3 January 2022
When I look up at the sun to estimate the time, I expect it to be noon when the sun is at its highest point. In Pittsburgh the sun’s highest point, called solar noon, is always later than clock noon and it varies. It’s 3 minutes after noon (12:03p) in early November, 34 minutes in early February (12:34p). The reason is explained by The Equation of Time and our location in the Eastern Time Zone.
The equation of time is the difference between time measured using a sundial, also known as true or apparent solar time, and time measured using a clock, also known as mean solar time. [mean is 24 hours] …
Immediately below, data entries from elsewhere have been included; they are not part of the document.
PR #190, opened 2018-09-13
Add type mapping info to documents

sloretz:
This adds mappings between IDL types and other types.

### DIFF
--- a/articles/142_idl.md
+++ b/articles/142_idl.md
@@ -197,9 +197,42 @@ When specified `T` is either one of the types above or an IDL struct.
 These array and sequence types have special mappings.
 If a cell is blank then the default mapping is used.
 
-| IDL type                     | C type                            | C++ type       | Python type |
-| ---------------------------- | --------------------------------- | -------------- | ----------- |
-| octet[N]                     |                                   |                | bytes       |
-| sequence<octet>              |                                   |                | bytes       |
-| sequence<octet, N>           |                                   |                | bytes       |
-| array of string              | struct {size\_t, T * }, size\_t N |                |             |
+| IDL type                     | C type                            | C++ type       | Python type                      |
+| ---------------------------- | --------------------------------- | -------------- | -------------------------------- |
+| octet[N]                     |                                   |                | bytes                            |
+| sequence<octet>              |                                   |                | bytes                            |
+| sequence<octet, N>           |                                   |                | bytes                            |
+| array of string              | struct {size\_t, T * }, size\_t N |                |                                  |
+| int8[N]                      |                                   |                | numpy.array(dtype=numpy.int8)    |
+| sequence<int8>               |                                   |                | numpy.array(dtype=numpy.int8)    |
+| sequence<int8, N>            |                                   |                | numpy.array(dtype=numpy.int8)    |
+| uint8[N]                     |                                   |                | numpy.array(dtype=numpy.uint8)   |
+| sequence<uint8>              |                                   |                | numpy.array(dtype=numpy.uint8)   |
+| sequence<uint8, N>           |                                   |                | numpy.array(dtype=numpy.uint8)   |
+| int16[N]                     |                                   |                | numpy.array(dtype=numpy.int16)   |
+| sequence<int16>              |                                   |                | numpy.array(dtype=numpy.int16)   |
+| sequence<int16, N>           |                                   |                | numpy.array(dtype=numpy.int16)   |
+| uint16[N]                    |                                   |                | numpy.array(dtype=numpy.uint16)  |
+| sequence<uint16>             |                                   |                | numpy.array(dtype=numpy.uint16)  |
+| sequence<uint16, N>          |                                   |                | numpy.array(dtype=numpy.uint16)  |
+| int32[N]                     |                                   |                | numpy.array(dtype=numpy.int32)   |
+| sequence<int32>              |                                   |                | numpy.array(dtype=numpy.int32)   |
+| sequence<int32, N>           |                                   |                | numpy.array(dtype=numpy.int32)   |
+| uint32[N]                    |                                   |                | numpy.array(dtype=numpy.uint32)  |
+| sequence<uint32>             |                                   |                | numpy.array(dtype=numpy.uint32)  |
+| sequence<uint32, N>          |                                   |                | numpy.array(dtype=numpy.uint32)  |
+| int64[N]                     |                                   |                | numpy.array(dtype=numpy.int64)   |
+| sequence<int64>              |                                   |                | numpy.array(dtype=numpy.int64)   |
+| sequence<int64, N>           |                                   |                | numpy.array(dtype=numpy.int64)   |
+| uint64[N]                    |                                   |                | numpy.array(dtype=numpy.uint64)  |
+| sequence<uint64>             |                                   |                | numpy.array(dtype=numpy.uint64)  |
+| sequence<uint64, N>          |                                   |                | numpy.array(dtype=numpy.uint64)  |
+| float[N]                     |                                   |                | numpy.array(dtype=numpy.float\_) |
+| sequence<float>              |                                   |                | numpy.array(dtype=numpy.float\_) |
+| sequence<float, N>           |                                   |                | numpy.array(dtype=numpy.float\_) |
+| double[N]                    |                                   |                | numpy.array(dtype=numpy.float32) |
+| double[N]                    |                                   |                | numpy.array(dtype=numpy.float32) |
+| double[N]                    |                                   |                | numpy.array(dtype=numpy.float32) |
+| long double[N]               |                                   |                | numpy.array(dtype=numpy.float64) |
+| sequence<long double>        |                                   |                | numpy.array(dtype=numpy.float64) |
+| sequence<long double, N>     |                                   |                | numpy.array(dtype=numpy.float64) |
--- a/articles/142_idl.md
+++ b/articles/142_idl.md
@@ -55,9 +55,9 @@ ROS 2 supports a subset of the [OMG IDL 4.2 specification](https://www.omg.org/s
 
 #### 7.4.1.4.4.2.3 Char Type
 
-| IDL type | Value range                   |
-| -------- | ----------------------------- |
-| char     | A 8-bit single-byte character |
+| IDL type | Value range                                                                            |
+| -------- | -------------------------------------------------------------------------------------- |
+| char     | A 8-bit single-byte character with a numerical value between 0 and 255 (see 7.2.6.2.1) |
 
 The type can store a single-byte character from any byte-oriented code set, or
 when used in an array, encode a multi-byte character from a multi-byte code set.
--- a/articles/142_idl.md
+++ b/articles/142_idl.md
@@ -168,7 +168,7 @@ The next table defines how IDL types are mapped to the following programming lan
 | char        | signed char | char                           | str with length 1    |
 | wchar       | char16\_t   | char16\_t                      | str with length 1    |
 | bool        | \_Bool      | bool                           | bool                 |
-| octet       | uint8\_t    | std::byte[<sub>1</sub>](#byte) | bytes with length 1  |
+| octet       | uint8\_t    | std::byte[<sup>1</sup>](#byte) | bytes with length 1  |
 | int8        | int8\_t     | int8\_t                        | int                  |
 | uint8       | uint8\_t    | uint8\_t                       | int                  |
 | int16       | int16\_t    | int16\_t                       | int                  |
--- a/articles/142_idl.md
+++ b/articles/142_idl.md
@@ -182,15 +182,15 @@ The next table defines how IDL types are mapped to the following programming lan
 
 The next table defines how IDL templated and constructed types are mapped to the programming languages (unless specified otherwise below).
 
-| IDL type       | C type                 | C++ type            | Python type |
-| -------------- | ---------------------- | ------------------- | ----------- |
-| T[N]           | T[N]                   | std::array<T, N>    | list        |
-| sequence<T>    | struct {size\_t, T * } | std::vector<T>      | list        |
-| sequence<T, N> | struct {size\_t, T * } | custom\_class<T, N> | list        |
-| string         | char *                 | std::string         | str         |
-| string<N>      | char *                 | std::string         | str         |
-| wstring        | char16\_t *            | std::u16string      | str         |
-| wstring<N>     | char16\_t *            | std::u16string      | str         |
+| IDL type       | C type                 | C++ type          | Python type |
+| -------------- | ---------------------- | ----------------- | ----------- |
+| T[N]           | T[N]                   | std::array<T, N>  | list        |
+| sequence<T>    | struct {size\_t, T * } | std::vector<T>    | list        |
+| sequence<T, N> | struct {size\_t, T * } | std::vector<T, N> | list        |
+| string         | char *                 | std::string       | str         |
+| string<N>      | char *                 | std::string       | str         |
+| wstring        | char16\_t *            | std::u16string    | str         |
+| wstring<N>     | char16\_t *            | std::u16string    | str         |
 
 These array and sequence types have special mappings.
 If a cell is blank then the default mapping is used.
--- a/articles/142_idl.md
+++ b/articles/142_idl.md
@@ -188,9 +188,11 @@ If a cell is blank then the default mapping is used.
 
 | IDL type                     | C type                 | C++ type       | Python type |
 | ---------------------------- | ---------------------- | -------------- | ----------- |
+| octet[N]                     |                        |                | bytes       |
+| sequence<octet>              |                        |                | bytes       |
+| sequence<octet, N>           |                        |                | bytes       |
 | array of string              | rcutils\_string\_array |                |             |
 | unbounded sequence of string | rcutils\_string\_array |                |             |
 | bounded sequence of string   | rcutils\_string\_array |                |             |
-| array of octet               |                        |                | bytes       |
 | array of char                | char *                 | std::string    | str         |
 | array of wchar               | char16\_t *            | std::u16string | str         |
--- a/articles/142_idl.md
+++ b/articles/142_idl.md
@@ -181,16 +181,18 @@ The next table defines how IDL types are mapped to the following programming lan
 1. <a name="byte"></a>If std::byte is not available then uint8\_t is used instead.
 
 The next table defines how IDL templated and constructed types are mapped to the programming languages (unless specified otherwise below).
+When specified `T` is either one of the types above or an IDL struct.
+`N` is the upper limit of a bounded type.
 
-| IDL type       | C type                 | C++ type          | Python type |
-| -------------- | ---------------------- | ----------------- | ----------- |
-| T[N]           | T[N]                   | std::array<T, N>  | list        |
-| sequence<T>    | struct {size\_t, T * } | std::vector<T>    | list        |
-| sequence<T, N> | struct {size\_t, T * } | std::vector<T, N> | list        |
-| string         | char *                 | std::string       | str         |
-| string<N>      | char *                 | std::string       | str         |
-| wstring        | char16\_t *            | std::u16string    | str         |
-| wstring<N>     | char16\_t *            | std::u16string    | str         |
+| IDL type       | C type                            | C++ type          | Python type |
+| -------------- | --------------------------------- | ----------------- | ----------- |
+| T[N]           | T[N]                              | std::array<T, N>  | list        |
+| sequence<T>    | struct {size\_t, T * }            | std::vector<T>    | list        |
+| sequence<T, N> | struct {size\_t, T * }, size\_t N | std::vector<T, N> | list        |
+| string         | char *                            | std::string       | str         |
+| string<N>      | char *                            | std::string       | str         |
+| wstring        | char16\_t *                       | std::u16string    | str         |
+| wstring<N>     | char16\_t *                       | std::u16string    | str         |
 
 These array and sequence types have special mappings.
 If a cell is blank then the default mapping is used.
--- a/articles/142_idl.md
+++ b/articles/142_idl.md
@@ -160,23 +160,25 @@ The next table defines how IDL types are mapped to the following programming lan
 * C++11 (or higher)
 * Python 3 (or higher)
 
-| IDL type    | C type      | C++ type    | Python type          |
-| --------    | ----------- | ----------- | -------------------- |
-| float       | float       | float       | float                |
-| double      | double      | double      | float                |
-| long double | long double | long double | float                |
-| char        | signed char | char        | str with length 1    |
-| wchar       | char16\_t   | char16\_t   | str with length 1    |
-| bool        | \_Bool      | bool        | bool                 |
-| octet       | uint8\_t    | uint8\_t    | bytes with length 1  |
-| int8        | int8\_t     | int8\_t     | int                  |
-| uint8       | uint8\_t    | uint8\_t    | int                  |
-| int16       | int16\_t    | int16\_t    | int                  |
-| uint16      | uint16\_t   | uint16\_t   | int                  |
-| int32       | int32\_t    | int32\_t    | int                  |
-| uint32      | uint32\_t   | uint32\_t   | int                  |
-| int64       | int64\_t    | int64\_t    | int                  |
-| uint64      | uint64\_t   | uint64\_t   | int                  |
+| IDL type    | C type      | C++ type                       | Python type          |
+| --------    | ----------- | ------------------------------ | -------------------- |
+| float       | float       | float                          | float                |
+| double      | double      | double                         | float                |
+| long double | long double | long double                    | float                |
+| char        | signed char | char                           | str with length 1    |
+| wchar       | char16\_t   | char16\_t                      | str with length 1    |
+| bool        | \_Bool      | bool                           | bool                 |
+| octet       | uint8\_t    | std::byte[<sub>1</sub>](#byte) | bytes with length 1  |
+| int8        | int8\_t     | int8\_t                        | int                  |
+| uint8       | uint8\_t    | uint8\_t                       | int                  |
+| int16       | int16\_t    | int16\_t                       | int                  |
+| uint16      | uint16\_t   | uint16\_t                      | int                  |
+| int32       | int32\_t    | int32\_t                       | int                  |
+| uint32      | uint32\_t   | uint32\_t                      | int                  |
+| int64       | int64\_t    | int64\_t                       | int                  |
+| uint64      | uint64\_t   | uint64\_t                      | int                  |
+
+1. <a name="byte"></a>If std::byte is not available then uint8\_t is used instead.
 
 The next table defines how IDL templated and constructed types are mapped to the programming languages (unless specified otherwise below).
 
--- a/articles/142_idl.md
+++ b/articles/142_idl.md
@@ -194,5 +194,3 @@ If a cell is blank then the default mapping is used.
 | array of string              | rcutils\_string\_array |                |             |
 | unbounded sequence of string | rcutils\_string\_array |                |             |
 | bounded sequence of string   | rcutils\_string\_array |                |             |
-| array of char                | char *                 | std::string    | str         |
-| array of wchar               | char16\_t *            | std::u16string | str         |
--- a/articles/142_idl.md
+++ b/articles/142_idl.md
@@ -199,10 +199,18 @@ If a cell is blank then the default mapping is used.
 
 | IDL type                     | C type                            | C++ type       | Python type                      |
 | ---------------------------- | --------------------------------- | -------------- | -------------------------------- |
+| float[N]                     |                                   |                | numpy.array(dtype=numpy.float\_) |
+| sequence<float>              |                                   |                | numpy.array(dtype=numpy.float\_) |
+| sequence<float, N>           |                                   |                | numpy.array(dtype=numpy.float\_) |
+| double[N]                    |                                   |                | numpy.array(dtype=numpy.float32) |
+| sequence<double>             |                                   |                | numpy.array(dtype=numpy.float32) |
+| sequence<double, N>          |                                   |                | numpy.array(dtype=numpy.float32) |
+| long double[N]               |                                   |                | numpy.array(dtype=numpy.float64) |
+| sequence<long double>        |                                   |                | numpy.array(dtype=numpy.float64) |
+| sequence<long double, N>     |                                   |                | numpy.array(dtype=numpy.float64) |
 | octet[N]                     |                                   |                | bytes                            |
 | sequence<octet>              |                                   |                | bytes                            |
 | sequence<octet, N>           |                                   |                | bytes                            |
-| array of string              | struct {size\_t, T * }, size\_t N |                |                                  |
 | int8[N]                      |                                   |                | numpy.array(dtype=numpy.int8)    |
 | sequence<int8>               |                                   |                | numpy.array(dtype=numpy.int8)    |
 | sequence<int8, N>            |                                   |                | numpy.array(dtype=numpy.int8)    |
@@ -227,12 +235,4 @@ If a cell is blank then the default mapping is used.
 | uint64[N]                    |                                   |                | numpy.array(dtype=numpy.uint64)  |
 | sequence<uint64>             |                                   |                | numpy.array(dtype=numpy.uint64)  |
 | sequence<uint64, N>          |                                   |                | numpy.array(dtype=numpy.uint64)  |
-| float[N]                     |                                   |                | numpy.array(dtype=numpy.float\_) |
-| sequence<float>              |                                   |                | numpy.array(dtype=numpy.float\_) |
-| sequence<float, N>           |                                   |                | numpy.array(dtype=numpy.float\_) |
-| double[N]                    |                                   |                | numpy.array(dtype=numpy.float32) |
-| double[N]                    |                                   |                | numpy.array(dtype=numpy.float32) |
-| double[N]                    |                                   |                | numpy.array(dtype=numpy.float32) |
-| long double[N]               |                                   |                | numpy.array(dtype=numpy.float64) |
-| sequence<long double>        |                                   |                | numpy.array(dtype=numpy.float64) |
-| sequence<long double, N>     |                                   |                | numpy.array(dtype=numpy.float64) |
+| array of string              | struct {size\_t, T * }, size\_t N |                |                                  |
--- a/articles/142_idl.md
+++ b/articles/142_idl.md
@@ -166,7 +166,7 @@ The next table defines how IDL types are mapped to the following programming lan
 | float       | float            | float                          | float                |
 | double      | double           | double                         | float                |
 | long double | long double      | long double[<sup>2</sup>](#ld) | float                |
-| char        | signed char      | char                           | str with length 1    |
+| char        | unsigned char    | unsigned char                  | str with length 1    |
 | wchar       | char16\_t        | char16\_t                      | str with length 1    |
 | bool        | \_Bool           | bool                           | bool                 |
 | octet       | unsigned char    | std::byte[<sup>1</sup>](#byte) | bytes with length 1  |
--- a/articles/142_idl.md
+++ b/articles/142_idl.md
@@ -149,8 +149,9 @@ For now only a one-dimensional, fixed-size array is supported though.
 
 Generated code for messages is only guaranteed to enforce constraints when a message is published.
 For example, there might not be an error when a field constrained to be a fixed size array is assigned an array with the wrong size.
-In the future constraints might be checked when a field is set.
-Users of generated message code should assume constraints are enforced when fields are set or modified.
+This could be inconsistent accross client library implementations depending on language features and performance cost.
+In the future any client library may add additional constraint checking when a field is set or modified.
+Users of generated message code should assume constraints could be enforced at any time to be compatible with such a change.
 
 ### Type Mapping
 
--- a/articles/142_idl.md
+++ b/articles/142_idl.md
@@ -154,8 +154,8 @@ IDL types mapped to different types in different languages.
 | --------    | ----------- | ----------- | -------------------- |
 | bool        | \_Bool      | bool        | bool                 |
 | octet       | uint8\_t    | uint8\_t    | bytes with length 1  |
-| char        | char16\_t   | char16\_t   | str with length 1    |
-| wchar       | signed char | char        | str with length 1    |
+| char        | signed char | char        | str with length 1    |
+| wchar       | char16\_t   | char16\_t   | str with length 1    |
 | float       | float       | float       | float                |
 | double      | double      | double      | float                |
 | long double | long double | long double | float                |
--- a/articles/142_idl.md
+++ b/articles/142_idl.md
@@ -145,6 +145,13 @@ For now only a one-dimensional, fixed-size array is supported though.
   <b>TODO:</b> All of this too
 </div>
 
+### Constraint Checking
+
+Generated code for messages is guaranteed to enforce constraints only when a message is published.
+For example, there might not be an error when a field constrained to be a fixed size array is assigned an array with the wrong size.
+In the future constraints might be checked when a field is set.
+Users of generated message code should assume constraints are enforced when fields are set.
+
 ### Type Mapping
 
 The next table defines how IDL types are mapped to the following programming languages:
--- a/articles/142_idl.md
+++ b/articles/142_idl.md
@@ -150,21 +150,21 @@ For now only a one-dimensional, fixed-size array is supported though.
 IDL types mapped to different types in different languages.
 
 
-| IDL type | C type    | C++ type    | Python type          |
-| -------- | --------- | ----------- | -------------------- |
-| bool     | \_Bool    | bool        | bool                 |
-| octet    | uint8\_t  | uint8\_t    | bytes with length 1  |
-| char     | char      | char        | str with length 1    |
-| float    | float     | float       | float                |
-| double   | double    | double      | float                |
-| int8     | int8\_t   | int8\_t     | int                  |
-| uint8    | uint8\_t  | uint8\_t    | int                  |
-| int16    | int16     | int16       | int                  |
-| uint16   | uint16    | uint16      | int                  |
-| int32    | int32     | int32       | int                  |
-| uint32   | uint32    | uint32      | int                  |
-| int64    | int64     | int64       | int                  |
-| uint64   | uint64\_t | uint64\_t   | int                  |
+| IDL type | C type      | C++ type    | Python type          |
+| -------- | ----------- | ----------- | -------------------- |
+| bool     | \_Bool      | bool        | bool                 |
+| octet    | uint8\_t    | uint8\_t    | bytes with length 1  |
+| char     | signed char | char        | str with length 1    |
+| float    | float       | float       | float                |
+| double   | double      | double      | float                |
+| int8     | int8\_t     | int8\_t     | int                  |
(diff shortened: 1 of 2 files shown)


articles/142_idl.md
```diff
@@ -35,3 +35,45 @@ Further it describes how the interfaces are used to generate code in C, C++ and
...
+
+### Type Mapping
+
+IDL types mapped to different types in different languages.
+
+
+| IDL type | C type    | C++ type    | Python type          |
+| -------- | --------- | ----------- | -------------------- |
+| bool     | \_Bool    | bool        | bool                 |
+| octet    | uint8\_t  | uint8\_t    | bytes with length 1  |
```
sloretz: `bytes` feels odd since it is a sequence type in python. Thoughts on `ctypes.c_char` or `int` to match `uint8_t` instead?

articles/142_idl.md
```diff
@@ -35,3 +35,45 @@ Further it describes how the interfaces are used to generate code in C, C++ and
...
+| int32    | int32     | int32       | int                  |
+| uint32   | uint32    | uint32      | int                  |
+| int64    | int64     | int64       | int                  |
+| uint64   | uint64\_t | uint64\_t   | int                  |
+
+Unless are the default mappings for array, sequence, and string types unless otherwise specified.
+
+| IDL type                | C type                 | C++ type            | Python type |
+| ----------------------- | ---------------------- | ------------------- | ----------- |
+| array                   | T [FIXED\_SIZE]        | std::array<T, N>    | list        |
```
sloretz: IDL defines array as fixed size (7.4.1.4.4.5 `The array size (in each dimension) is fixed at compile time. The implementation of array indices is language mapping specific.`). `list` is a dynamic type in python. Maybe `tuple` makes more sense here? Only problem is when a user creates a message they can't append to the field, and instead must assign a new tuple too it. Passing a message with a tuple received on a subscription make sense though.

articles/142_idl.md
```diff
@@ -35,3 +35,45 @@ Further it describes how the interfaces are used to generate code in C, C++ and
...
+### Type Mapping
+
+IDL types mapped to different types in different languages.
+
+
+| IDL type | C type    | C++ type    | Python type          |
+| -------- | --------- | ----------- | -------------------- |
+| bool     | \_Bool    | bool        | bool                 |
+| octet    | uint8\_t  | uint8\_t    | bytes with length 1  |
+| char     | char      | char        | str with length 1    |
```
mikaelarguedas: In C char type maps to signed char: https://github.com/ros2/rosidl/blob/ac4ac643d55cd7fb6c9604d0e67dc86dcd8d8d53/rosidl_generator_c/include/rosidl_generator_c/primitives_array.h#L33

mikaelarguedas: As this is a string, the question of the encoding may propagate here as well

articles/142_idl.md
```diff
@@ -35,3 +35,45 @@ Further it describes how the interfaces are used to generate code in C, C++ and
...
+| float    | float     | float       | float                |
+| double   | double    | double      | float                |
```
mikaelarguedas: should we add long double here ?

articles/142_idl.md
```diff
@@ -35,3 +35,45 @@ Further it describes how the interfaces are used to generate code in C, C++ and
 <div class="alert alert-warning" markdown="1">
   <b>TODO:</b> All of this too
 </div>
+
+### Type Mapping
+
+IDL types mapped to different types in different languages.
+
+
+| IDL type | C type    | C++ type    | Python type          |
```
mikaelarguedas: There seem to be differences between IDL types and DDS types. Would it make sense to have a DDS Type column here?

articles/143_legacy_interface_definition.md
```diff
@@ -241,3 +241,34 @@ Depending on the type the following values are valid:
...
+| uint16   | unsigned short     |
+| int32    | long               |
+| uint32   | unsigned long      |
+| int64    | long long          |
+| uint64   | unsigned long long |
+| string   | string             |
+
+| ROS type                | IDL type       |
+| ----------------------- | -------------- |
+| static array            | T\[N\]         |
```
mikaelarguedas: It looks like these IDL types are named array, unbounded sequence etc in the article above.

articles/142_idl.md
sloretz: By DDS types do you mean DDS-XTYPES 1.2?

articles/143_legacy_interface_definition.md
sloretz: 5e2e31ca1772f7cfb65137c3b62edf1aefe8806b

articles/142_idl.md
sloretz: 7c1d4a45826ffbb9137305e1c8848d69697b10a0 for signed char

articles/142_idl.md
sloretz: 750fec5fd6b3c16d50c41096177421dcc9b95324

articles/142_idl.md
sloretz: I threw in wchar and wstring as well. c9ddd20f951c06d9f5c4f85f038eb6d276ae3b50

I'm not yet sure if this doc should link to a separate unicode support design doc, or if that should be included here.

articles/142_idl.md
sloretz: Might be able to avoid adding DDS-XTYPES since the 1.2 spec has a mapping of DDS to IDL types already.

mikaelarguedas: Yes I was thinking of DDS-XTYPES, to have a reference of what will end up on the wire when using a given IDL type.

articles/142_idl.md
```diff
@@ -35,3 +35,50 @@ Further it describes how the interfaces are used to generate code in C, C++ and
...
+These array and sequence types have special mappings.
+If a cell is blank then the default mapping is used.
+
+| IDL type                     | C type                 | C++ type       | Python type |
+| ---------------------------- | ---------------------- | -------------- | ----------- |
+| array of string              | rcutils\_string\_array |                |             |
+| unbounded sequence of string | rcutils\_string\_array |                |             |
+| bounded sequence of string   | rcutils\_string\_array |                |             |
+| array of octet               |                        |                | bytes       |
+| array of char                | char *                 | std::string    | str         |
```
sloretz: It may not make sense to have `array of char` map to `char *` in `C` because that means it couldn't contain a value of zero.

articles/142_idl.md
```diff
@@ -35,3 +35,50 @@ Further it describes how the interfaces are used to generate code in C, C++ and
...
+
+IDL types mapped to different types in different languages.
+
+
+| IDL type    | C type      | C++ type    | Python type          |
+| --------    | ----------- | ----------- | -------------------- |
+| bool        | \_Bool      | bool        | bool                 |
+| octet       | uint8\_t    | uint8\_t    | bytes with length 1  |
+| char        | char16\_t   | char16\_t   | str with length 1    |
+| wchar       | signed char | char        | str with length 1    |
```
mjcarroll: Swap wchar and char types.

sloretz: Fixed in d296cfb8125387421c99c69d4f50fd6e00821119

articles/142_idl.md
```diff
@@ -35,3 +35,53 @@ Further it describes how the interfaces are used to generate code in C, C++ and
...
+
+| IDL type       | C type                 | C++ type            | Python type |
+| -------------- | ---------------------- | ------------------- | ----------- |
+| T[N]           | T[N]                   | std::array<T, N>    | list        |
+| sequence<T>    | struct {size\_t, T * } | std::vector<T>      | list        |
+| sequence<T, N> | struct {size\_t, T * } | custom\_class<T, N> | list        |
+| string         | char *                 | std::string         | str         |
+| string<N>      | char *                 | std::string         | str         |
+| wstring        | char16\_t *            | std::u16string      | str         |
+| wstring<N>     | char16\_t *            | std::u16string      | str         |
```
dirk-thomas: I was wondering about the different handling of bounded sequences compared to bounded (w)strings in C++. For the first we go through the hassle to provide our own data structure (to enforce the upper bound) for the other two we don't (atm).

Maybe we should use the same approach homogeneously - it could be either of the two, The effort and "customness" of types we define vs. the delayed check until the data structure is being passed to the lower levels.

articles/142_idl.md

The length of a solar day [from solar noon to solar noon] is not exactly 24 hours long. It varies throughout the year because of the elliptical shape of Earth’s orbit and its axial tilt. It is longer than 24 hours around the summer and winter solstices and shorter than 24 hours around the spring (vernal) and fall (autumnal) equinoxes.
— timeanddate.com: The Equation of Time
Earth’s eccentric orbit and axial tilt affect the location of the Sun as seen from Earth. If you take a photograph of the Sun at the same place and [Standard] time every day for a year its location varies in a lazy figure 8 called an analemma.
Beyond the analemma, solar noon in Pittsburgh is always later than clock noon because we are longitudinally more than halfway west inside the Eastern Time Zone. For instance today, 3 Jan 2022, solar noon is at:
- 11:37am in Bar Harbor, Maine
- 12:00pm in New York City
- 12:24pm in Pittsburgh and
- 12:49pm in Indianapolis.
A graph of the number of minutes solar noon occurs before/after clock noon always follows the same curve below, echoing the analemma. In this graph I have altered the Y axis to match Pittsburgh’s solar offset from Standard Time. The curve is always above zero because solar noon is always later than clock noon in Pittsburgh.
For clock-oriented humans it’s hard to know what time it is by looking at the sun. 😉
For further reading on the Equation of Time: Do you like math, astronomy, geometry? Check out the formulas in Wikipedia’s Equation of time article.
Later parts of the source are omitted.